NOTE:    With the exception of St. James Capital Partners, L.P. ("St. James")
         and SV Capital Partners, L.P. ("SV"), the Selling Security Holders
         listed in the table above represent the current Warrant holders and
         all general and limited partners of St. James.  The original Warrant
         holder, being St. James [as identified in the First Amendment to
         Agreement of Purchase and Sale ("First Amendment") dated to be
         effective February 29, 1996, by and between St. James, SV and the
         Registrant, which was filed, along with the form of Warrant and all
         other exhibits thereto, by the Registrant as Exhibit 10 to Form 10-QSB
         for the fiscal quarter ended May 31, 1996], transferred to each such
         individual and/or entity its respective interest in the Warrants, in
         accordance with the terms of the partnership agreement by and among
         the partners of St. James.  Other than the name of each respective
         Warrant holder, the terms and conditions of the Warrants remain the
         same as the terms and conditions of the Warrant issued to St. James
         pursuant to the terms of the First Amendment.

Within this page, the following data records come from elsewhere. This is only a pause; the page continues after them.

PR #45, opened 2020-01-14
Ac/backup restore fixes

acabrele:
- Fix unquoted strings produced by autoRestore and autoImport sources,  which cause helm template / kubectl apply (and ArgoCD Sync) to fail.

For some reason helm install is unaffected.

### DIFF
--- a/stable/database/templates/configmap.yaml
+++ b/stable/database/templates/configmap.yaml
@@ -67,8 +67,8 @@ data:
   NUODB_RESTORE_REQUEST_PREFIX: {{ default "/nuodb/nuosm/database" .Values.nuodb.requestKey }}
   NUODB_LATEST_BACKUP_PREFIX: {{ default "nuodb-backup/last_created" .Values.nuodb.latestPrefix }}
   NUODB_BACKUP_KEY: {{ default "/nuodb/nuobackup" .Values.nuodb.latestKey }}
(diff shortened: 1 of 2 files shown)


stable/database/templates/configmap.yaml
```diff
@@ -67,8 +67,8 @@ data:
   NUODB_RESTORE_REQUEST_PREFIX: {{ default "/nuodb/nuosm/database" .Values.nuodb.requestKey }}
   NUODB_LATEST_BACKUP_PREFIX: {{ default "nuodb-backup/last_created" .Values.nuodb.latestPrefix }}
   NUODB_BACKUP_KEY: {{ default "/nuodb/nuobackup" .Values.nuodb.latestKey }}
-  NUODB_AUTO_IMPORT: {{ .Values.database.autoImport.source }}
-  NUODB_AUTO_RESTORE: {{ .Values.database.autoRestore.source }}
+  NUODB_AUTO_IMPORT: {{ default "" .Values.database.autoImport.source | quote}}
```
sivanov-nuodb: Most of the time {{default}} is used like this
```drink: {{ .Values.favorite.drink | default "tea" | quote }}```
This a style specific so will leave this to you to decide.

acabrele: I noticed this too, I kept it in line with what we were already doing...

PR #47, opened 2020-01-15
Bump NuoDB version to 4.0.4

vegichan:


vegichan:
we will see how the tests go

         The amounts of Common Stock set forth above under the caption "Amount
Offered" represents the aggregate number of shares of Common Stock into which
the Convertible Securities owned by each Selling Security Holder are convertible
assuming the highest possible conversion rate and greatest number of securities
converted under the terms of the Convertible Securities, and, assuming further
that the antidilution provisions of the Convertible Securities are not
applicable.  Such antidilution provisions are effective as to all of the
Convertible Securities and are generally effective only if the Company issues
additional Common Stock, declares a stock dividend, subdivides its outstanding
shares of Common Stock, effects a capital reorganization or reclassification of
the capital stock of the Company or effects a consolidation, merger, share
exchange or disposition of all or substantially all of its assets with another
person.  Each Selling Security Holder may, but is not required to, sell all of
the shares of Common Stock owned by such Selling Security Holder.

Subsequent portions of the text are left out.